PR #232, opened 2018-01-23
Fix RWOD when moving keyframes

tsortwehttam:
OK to merge.

Short review.

Asana task link: https://app.asana.com/0/481696547044295/532573343524556

Changes in this PR:

- [x] Simplifies message parameters for `moveKeyframes` method
- [x] Fixes the "Red Wall of Death" (in which bytecode content gets replaced by a `{}` and then by the default empty-bytecode content) that occurs when moving keyframes.

Technical notes:

This turns out to be similar to a bug we saw (and fixed) ages ago: Node.js' `fs` read/write aren't mutually exclusive. This means you can read a file while it's being written to, write a file while it's being read, read as others read, write as others write, and so-on. Reading-while-writing may result in you getting an empty buffer back.

I found that `require` has a similar problem. It is possible to `require` from a file on disk while that file is being written to; it won't wait politely. (This is quite likely to happen in circumstances like ours in which we have async watchers who want to reload changes from disk despite changes that may want to be written to disk elsewhere.) It, in turn, `require(...)` will receive an empty buffer, in which case Node.js gives you a `{}`.

The logic I changed makes our `ModuleWrapper` only call `require(...)` when it knows there aren't any pending reads/writes, by hooking into the `File` class' read/write mutex. I also wrote an automated test that sort of fuzzes keyframe moves against a large-ish project, which creates these races. That test fails consistently without my changes, but passes consistently with them; so that tells me this is the fix.

To the reviewer:

- This could use some add'l team QA.

Completed checkin tasks:

### DIFF
--- a/packages/haiku-bytecode/src/actions/moveKeyframes.js
+++ b/packages/haiku-bytecode/src/actions/moveKeyframes.js
@@ -8,7 +8,7 @@ var ensureTimelineProperty = require('./ensureTimelineProperty')
 // Really this method is best used in tandem with a method like 'moveSegmentEndpoints' which will
 // RETURN a keyframeMoves object that could be fed into this method!
 
-module.exports = function moveKeyframes (bytecode, componentId, timelineName, propertyName, keyframeMoves, frameInfo) {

* Problem details
Scan the material above. Copy each line that holds the word "like".

* Response to this task
I found that `require` has a similar problem. It is possible to `require` from a file on disk while that file is being written to; it won't wait politely. (This is quite likely to happen in circumstances like ours in which we have async watchers who want to reload changes from disk despite changes that may want to be written to disk elsewhere.) It, in turn, `require(...)` will receive an empty buffer, in which case Node.js gives you a `{}`.
 // Really this method is best used in tandem with a method like 'moveSegmentEndpoints' which will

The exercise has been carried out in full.